Ive found, as I have "aged", the competition area I so loved years ago has lost it's draw..3AM mornings just dont do it for me anymore. I've found I simply enjoy riding and training...Ive fallen into that "silly" sect of middle aged women who simply ENJOY their horses..LOL

Funny, without the added stress of making sure young horses were ready for show, Ive decided to take a step back and take the "long way" in finishing my currently filly...she will be my bridle horse "experiment"..I "plan" to bring her along in the traditional "Vaquero" way..should be a great learning experience for both of us.


----------



## ErinP (Aug 23, 2007)

I'm not entirely sure what you're arguing here...
I never said they don't matter. 


I said it's a silly thing upon which to base an opinion of whether one is or is not a good horseman. :shrug:


----------



## spinandslide (Jun 6, 2008)

"serious" horseman was the subject..and my issue was you taking my comment out of context in my original post..

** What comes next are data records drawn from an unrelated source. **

PR #99, opened 2024-02-21
Unfreeze core objects.

bloodearnest:
Update the two places we mutate state to mutate the object.

Manually made Workspace hashable, for convenience in tests, but also it
is just one bit of immutable data.

### DIFF
--- a/airlock/api.py
+++ b/airlock/api.py
@@ -44,7 +44,7 @@ class AirlockContainer:
         raise NotImplementedError()
 
 
-@dataclass(frozen=True)
+@dataclass
 class Workspace(AirlockContainer):
     """Simple wrapper around a workspace directory on disk.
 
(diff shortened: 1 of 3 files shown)


airlock/api.py
```diff
@@ -316,30 +319,22 @@ def set_status(
...
         release_request: ReleaseRequest,
         relpath: Path,
         user: User,
         group_name: Optional[str] = "default",
-    ) -> ReleaseRequest:
+    ):
         """Add a file to a request.
 
         Subclasses should do what they need to create the filegroup and
         record the file metadata as needed and THEN
```
rebkwok, line 334: Should there be a comment that subclasses should also update the filegroups on this release request?

rebkwok (approved):

airlock/api.py
bloodearnest: Sorry, automerge stuck again.

There should, I will add in next PR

a serious horseman, IMO, keeps learning..the attitude displayed by many in my area is "well I grew up on a horse, I dont need to know anything else." this attitude makes little sense to me, as a serious horseman keeps an open mind and tries to learn. We all dont know everything there is to know about horses..the attitude displayed by the comment "leads don't matter" is an example of the attitude.

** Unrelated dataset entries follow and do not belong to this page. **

PR #102, opened 2024-02-23
group trees

bloodearnest:
- **Make test factories use the api to create requests**
- **Refactor PathItem to support groups.**

### DIFF
--- a/airlock/file_browser_api.py
+++ b/airlock/file_browser_api.py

I will add, I would hope a "good" horseman would realize the potential significance of good horsemanship, even in daywork.


----------



## Irish Pixie (May 14, 2002)

spinandslide said:


> Ive found, as I have "aged", the competition area I so loved years ago has lost it's draw..3AM mornings just dont do it for me anymore. I've found I simply enjoy riding and training...Ive fallen into that "silly" sect of middle aged women who simply ENJOY their horses..LOL
> 
> Funny, without the added stress of making sure young horses were ready for show, Ive decided to take a step back and take the "long way" in finishing my currently filly...she will be my bridle horse "experiment"..I "plan" to bring her along in the traditional "Vaquero" way..should be a great learning experience for both of us.

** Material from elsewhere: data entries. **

PR #360, opened 2024-05-29
Handle empty CSV files

evansd:
We had one of these in production and it triggered a 500 which then triggered a confusing iframe permissions error.

### DIFF
--- a/airlock/renderers.py
+++ b/airlock/renderers.py
@@ -121,7 +121,7 @@ class CSVRenderer(Renderer):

I agree. I enjoy the mares more now than when I was breeding- there are only the two mares, no worrying about if they are going to settle and if she did would she slip, or if the market was up or down. Prior to that I reworked spoiled horses which was rather depressing because I often had the same horses back year after year, or when giving lessons well there are absolutely spoiled kids as well... I rather like being "silly", but I still take the time to learn and I think that's the most important thing.

I like your filly and how you're working her.


----------



## ErinP (Aug 23, 2007)

spinandslide said:


> "serious" horseman was the subject..and my issue was you taking my comment out of context in my original post..
> 
> a serious horseman, IMO, keeps learning..the attitude displayed by many in my area is "well I grew up on a horse, I dont need to know anything else." this attitude makes little sense to me, as a serious horseman keeps an open mind and tries to learn. We all dont know everything there is to know about horses..the attitude displayed by the comment "leads don't matter" is an example of the attitude.
> 
> I will add, I would hope a "good" horseman would realize the potential significance of good horsemanship, even in daywork.



("Working cowboys" don't necessarily do daywork, btw. In fact, I would venture to guess, most of them are employed full-time by a specific ranch.)

And I didn't take your comment out of context. Your original comment said


> In my area, there are people who have ridden "their whole life" and dont know their leads.
> 
> IMO, one can be a rider who strives for knowledge and for making their horse the best they can be..and not look to compete or even compete outside of local shows.


Nothing about "leads don't matter." Just that they don't know them. 

However, for most cowboys, they genuinely DON'T matter. Sorry, they just don't. 
It's nice to have them in the lead you want, just to have a smoother lope (when you're actually loping that is), but most of the time it really doesn't matter. And really, most cattle work is done at a trot or even just a walk.
BTW, yes, I've read Western Horseman lately. I've been a subscriber for about 20 years... 

And that's a good example, actually. There is a lot of information in Western Horseman that is excellent. However, if I don't see an application in my day to day life, I'm probably going to skip over it. 

Side passing, as an example. I just recently learned to side pass (and more importantly, to teach my horse to do so). I've never had a purpose for side passing before we started working at a feedlot. Feedlots have lots of gates that swing. Perfect to side pass your horse over to, open, and then swing, while side passing the other direction. So it was a skill that now had a purpose.
Ranches, on the other hand, tend to have wire gates. You have to dismount to open them. And, more importantly, have to be on the ground to CLOSE them. lol Unless you do corral work more than twice a year (like most places), there's really not a big need to side pass. 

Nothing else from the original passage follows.